Issue #5272, opened 2023-09-25
fire_hydrant number for Germany


Elsensee:
I've seen that the `AddFireHydrantRef` quest is only enabled for Switzerland and France. I would request for it to be enabled for Germany as well.

**Use case**
I started tagging missing fire hydrants and found out that some have "ref" numbers tagged and some don't. After looking at the sign, I saw that there is a corresponding number to this. It's number 6 on the sign: https://wiki.openstreetmap.org/wiki/File:Hydrantenschild_mit_Legende.svg

I've only seen very few without any such number given on the sign.

**Proposed Solution**
Enable the quest for Germany as well. Probably even add a guiding image for entering it like with the diameter.

qugebert:
Some reference (the issue, where this quest was discussed)
https://github.com/streetcomplete/StreetComplete/issues/3059
And in the pull request @mcliquid explained why it is not enabled in germany
https://github.com/streetcomplete/StreetComplete/pull/4440

And at least in Bavaria, i've never seen any signed reference number for fire hydrants.

Elsensee:
I did find the first issue but it was closed and I don't like to discuss closed issues that much.

The second, I did not find. It's interesting that it seems to vary by state? In Hamburg they appear on every sign.
Wikipedia also mentions that they might not exist in every area: https://de.wikipedia.org/wiki/Hinweisschilder_zu_Stra%C3%9Feneinbauten#Hinweisschilder_f%C3%BCr_Hydranten (The images below also show that some signs have a number, some don't)

Googling "Hydrantennummer" yields some results, which confirms that this definitely is a regional thing.

Doing a quick overpass query shows that even in southern germany some fire_hydrant's have a numeric ref, while others have a text like "Im Garten", etc.

Sooo... I don't know?

westnordost:
Jo, steht auch im verlinkten Wikipediaartikel:

> Bauteilnummer zur eindeutigen örtlichen Zuordnung in einem Versorgungsgebiet (Stadt oder Gemeinde). Je nach Betreiber nicht angegeben.

PR #6082, opened 2025-01-04
Enable fire hydrant refs quest in Germany

tobiasgradl:
Reference codes for fire hydrants seem to be widely used all around Germany. I can confirm that for where I live. For all other federal states of Germany, I found many examples of hydrants with non-trivial reference codes in  [Overpass Turbo](https://overpass-turbo.eu/) with the following query:

```
node
  [emergency=fire_hydrant]
  [ref~"^[A-Z0-9]{3,}$"]
  ({{bbox}});
out;
```


HolgerJeromin:
This was rejected in #5272

rusty-snake:
> For all other federal states of Germany, I found many examples of hydrants with non-trivial reference codes in Overpass Turbo with the following query:

Well, that's a positive search, but what's the percentage of all hydrants?

Also it does not answer whether they are signed on ground or used, with permission, from an database/map of the relevant authority.

matkoniecz:
> Well, that's a positive search, but what's the percentage of all hydrants?

if someone would do such research and it would be convincing that it such confusing hydrant signs are extremely rare then maybe it would be worth creating issue

but doing some spot checks like this is normal, triaging issues takes enormous amount of time anyway

Issue #5417, opened 2023-12-20
Implement `Database` interface on iOS


westnordost:
Requires #5412.

Implement the [`Database.kt`](https://github.com/search?q=repo%3Astreetcomplete%2FStreetComplete+Database.kt&type=code) interface for iOS using `libsqlite3`, analogous to android-specific implementation in [`AndroidDatabase`](https://github.com/search?q=repo%3Astreetcomplete%2FStreetComplete+AndroidDatabase.kt&type=code)

Currently, the code that creates the database file if it does not exist yet and opens the database in a thread-safe way is done [`StreetCompleteSQLiteOpenHelper`](https://github.com/search?q=repo%3Astreetcomplete%2FStreetComplete+StreetCompleteSQLiteOpenHelper.kt&type=code) (that inherits functionality from the Android class `SQLiteOpenHelper`. This functionality either needs to be reimplemented in platform-independent code or be reimplemented on iOS side.

westnordost:
Note: https://developer.android.com/kotlin/multiplatform/sqlite is a multiplatform sqlite library, currently in alpha, which may remove the necessity to implement `Database` on iOS separately.

PR #6083, opened 2025-01-05
Run Android instrumentation tests on GitHub Actions

FloEdelmann:
Just like the unit tests are run for every push onto the `master` branch (see https://github.com/streetcomplete/StreetComplete/actions/workflows/test.yml), this PR adds a new GitHub Actions workflow that runs the Android instrumentation tests using https://github.com/ReactiveCircus/android-emulator-runner.

Example workflow run: https://github.com/streetcomplete/StreetComplete/actions/runs/12621672783/job/35168756488

To be discussed:

1. ~These tests are quite resource-heavy, so running them for every push might not be justified. Should I change it to a cron job that runs once every day or every week, maybe only if there are changes to the last run? That might need some more investigation though.~ Actually, I think this is not worth the effort; the Android instrumentation tests take around the same time as the unit tests, and pushes to `master` are not _that_ often, so it should be fine.
2. Currently, they run for API level 34 (Android 14). The app's target level was recently bumped to 35 (see [#6074](https://github.com/streetcomplete/StreetComplete/pull/6074)), however while getting the tests to run I found a bug that was only occurring on API level 34 and below (see https://github.com/streetcomplete/StreetComplete/commit/6bbf0fbd3168571d90c49d4da059d0764fbf8ed3 and https://github.com/streetcomplete/StreetComplete/commit/96f2758ebe12aa76b54e5ed7c0d5e1799dabcd5d). So should we maybe run the tests on the lowest *and* highest supported API level (using [matrix strategies](https://docs.github.com/en/actions/writing-workflows/choosing-what-your-workflow-does/running-variations-of-jobs-in-a-workflow))?


.github/workflows/android-test.yml
```diff
@@ -0,0 +1,64 @@
+name: Gradle Android tests
+
+on:
+  push:
+    branches:
+      - "master"
+      - "actions-instrumentation-tests"
```
FloEdelmann, line 7: Should be removed before merging:

```suggestion
```

kmpoppe:
Q: I seem to be lacking some information, which tests exactly should run here? That aren't the ~2,200 tests from `app/src/test/java/de/westnordost/streetcomplete/` but `app/srv/AndroidTest/...` right?

westnordost:
Tests in androidTests are actually only a few database test. They are of course important, but changes on the DAO that access the database are rare and I expect that whenever I change something there, I will also run these tests at least once.

I would like to get rid of (most of) these tests by moving these to the normal tests. Currently, the tests use the Android API to access the SQLite database. To have these tests work independent of Android, we'd need to use some SQLite Java (or multiplatform??) library just in the tests. In the unit tests, we'd need to implement the `Database` interface, using that SQLite Java library. Then, all these database tests could run in Java without issue, without needing the Android instrumentation.

The Android instrumentation tests may still be necessary for testing a few things, for example if the `AndroidDatabase` is implemented correctly, or for testing any other pure-Android platform code that may remain.

In general, running Android instrumentation tests on the lowest and highest supported Android version sounds reasonable.

westnordost:
Hmm, this sounds good: https://developer.android.com/kotlin/multiplatform/sqlite

Would even solve https://github.com/streetcomplete/StreetComplete/issues/5417

FloEdelmann:
@kmpoppe It's the tests from `app/src/androidTest`, not the ones from `app/src/test` (those already run in the existing [`test` workflow](https://github.com/streetcomplete/StreetComplete/actions/workflows/test.yml)).

> Tests in androidTests are actually only a few database tests.

Yes, most of them are, but there is also the `CountryInfosTest` and the `NameAndLocationLabelTest`, both of which test quite user-facing features. It would of course be good to migrate them to unit tests instead, but that might be hard because they use the Android resource system.

> I expect that whenever I change something there, I will also run these tests at least once

As noted in the PR description, while getting the tests to run I found a bug that was only occurring on API level 34 and below (see https://github.com/streetcomplete/StreetComplete/commit/6bbf0fbd3168571d90c49d4da059d0764fbf8ed3 and https://github.com/streetcomplete/StreetComplete/commit/96f2758ebe12aa76b54e5ed7c0d5e1799dabcd5d). That leads me to say that it still makes sense to automate the Android instrumentation tests, so that they are run in different API versions and also changes that seem unrelated are checked.

> I would like to get rid of (most of) these tests by moving these to the normal tests. […] Then, all these database tests could run in Java without issue, without needing the Android instrumentation.

Agreed! But until then (or for the other tests), I guess this PR still improves the situation.

> running Android instrumentation tests on the lowest and highest supported Android version sounds reasonable

Done that in [`559982b`](https://github.com/streetcomplete/StreetComplete/pull/6083/commits/559982b785ce2bc10ea50fee05fbcffb321164eb). These are the resulting job runs:

- https://github.com/streetcomplete/StreetComplete/actions/runs/13090395525/job/36526352923?pr=6083
- https://github.com/streetcomplete/StreetComplete/actions/runs/13090395525/job/36526352992?pr=6083

.github/workflows/android-test.yml
```diff
@@ -0,0 +1,67 @@
...
```
FloEdelmann, line 7: Should be removed before merging:

```suggestion
```

westnordost:
Regarding the review request: You have my approval, if that is what you are seeking, but other than that I fear cannot say anything more that I already said, you have the expertise regarding the setup of github action workflows.

Btw regarding CountryInfos tests etc: That could/should be migrated once we use Kotlin Multiplatform Resources.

- - -

Return, line for line and unchanged, the data from its first line through the line containing "And in the pull".

Issue #5272, opened 2023-09-25
fire_hydrant number for Germany


Elsensee:
I've seen that the `AddFireHydrantRef` quest is only enabled for Switzerland and France. I would request for it to be enabled for Germany as well.

**Use case**
I started tagging missing fire hydrants and found out that some have "ref" numbers tagged and some don't. After looking at the sign, I saw that there is a corresponding number to this. It's number 6 on the sign: https://wiki.openstreetmap.org/wiki/File:Hydrantenschild_mit_Legende.svg

I've only seen very few without any such number given on the sign.

**Proposed Solution**
Enable the quest for Germany as well. Probably even add a guiding image for entering it like with the diameter.

qugebert:
Some reference (the issue, where this quest was discussed)
https://github.com/streetcomplete/StreetComplete/issues/3059
And in the pull request @mcliquid explained why it is not enabled in germany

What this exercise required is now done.